Accuracy comparison using the SP score from the BaliBASE database

5.2 Scalability study

In this experimental study, we evaluated the BLM and recovery methods while increasing the number of sequences. The experiment consisted of running OLM and BLM with a dataset of HomFam named amino acid dehydrogenase which contained 8 references and over one thousand sequences to mix. The study started with 800 sequences. The OLM method was configured with a threshold 100 that means that only the highest values were stored in the library. For the BLM, the library size was limited to 2 GB, the size at which the original T-Coffee fails to align 400 sequences.

Figure 6 shows the accuracy of aligning as the number of sequences was increased. The OLM-100 is capable of continuing to align until 1,000 sequences, so much more than the original T-Coffee. Beyond this number of sequences, only the BLM method was able to continue. This is because the memory requirements are limited and cannot exceed the computer resources, and thus make it possible to continue running. The BLM-ALL obtained better results in general. It is important to note that not only is it possible to align more sequences but also the accuracy obtained is better.

Fig. 6
figure 6

Accuracy obtained when the number of sequences grows up

In Fig. 7, we also evaluated the execution time compared with the original T-Coffee and the OLM method with different threshold values (10, 50, 100). As can be observed, as the number of sequences increased, the execution time grew exponentially. Only the OLM-100 was able to continue running until reaching 1,000 sequences, but requiring 8\(\times \) runtime than BLM-AL. We can also note that the growth in the BLM-all execution time was linear but quadratic in the other approaches.

Fig. 7
figure 7

Execution time with each method when more sequences are added

In Fig. 8 the total amount of memory used when more sequences are added is shown. The BLM-ALL memory bound was reached for 600 sequences and after that, it remained constant, while the others grew quadratically.

Fig. 8
figure 8

Library size with each method when more sequences are added

6 Conclusions

In this paper, the authors present a scalable method to build the consistency library of a Multiple Sequence Aligner. To improve the accuracy of the resulting alignments, we also propose different methods to replace part of the consistency information lost due to the huge reduction in the library size. Both approaches are applied on-the-fly during the process of building the library. The goal is to maintain the best consistency information while drastically limiting the size of memory that the library may use.

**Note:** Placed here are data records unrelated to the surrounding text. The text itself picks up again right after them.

PR #135, opened 2018-03-15
finance: Adapt to new Vault

bingen:
Besides, rename IConnector interface to IVaultConnector

### DIFF
--- a/apps/finance/contracts/Finance.sol
+++ b/apps/finance/contracts/Finance.sol
@@ -15,7 +15,7 @@ contract Finance is AragonApp {
     using SafeMath for uint256;
     using SafeMath64 for uint64;
 
-    address constant ETH = address(0);
+    address constant public ETH = address(0);
     uint64 constant public MAX_PAYMENTS_PER_TX = 20;
     uint64 constant public MAX_PERIOD_TRANSITIONS_PER_TX = 10;
     uint64 constant public MAX_UINT64 = uint64(-1);
@@ -147,7 +147,6 @@ contract Finance is AragonApp {
         ERC20(_token).approve(address(vault), _amount);
         // finally we can deposit them
         vault.deposit(_token, this, _amount, new bytes(0));
-        //vault.deposit(_token, msg.sender, _amount, new bytes(0));
     }
 
     /**
@@ -409,7 +408,7 @@ contract Finance is AragonApp {
         return settings.periodDuration;
     }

We prove that BLM is able to reduce the number of entries used by TC, maintaining them fixed to a certain amount. This has various effects on the aligner. When the bound is reached, the execution time tends to be more linear than exponential. In the case of BALiBASE, it also affects the accuracy when the dataset is so small, but with bigger datasets it seems that the reduction affects this positively. We also show that all three consistency recovery methods (RC, DSM and SSM) are able to replace the consistency loss. Moreover, we can use all three together to improve the quality of the alignments significantly. Furthermore, this proposal is able to deal with large-scale alignments, thousands of sequences, which would not be possible using consistency.

For future work, there are several approaches to follow. First, will analyze further the impact of the consistency lost, to provide an additional mechanism to improve the accuracy of the alignments. We also aim to improve the performance of the alignment tool doing several stages in parallel, such as the computation of each pairwise to generate the library and the progressive alignment. These stages will be implemented using mapreduce to store the data and increase the scalability.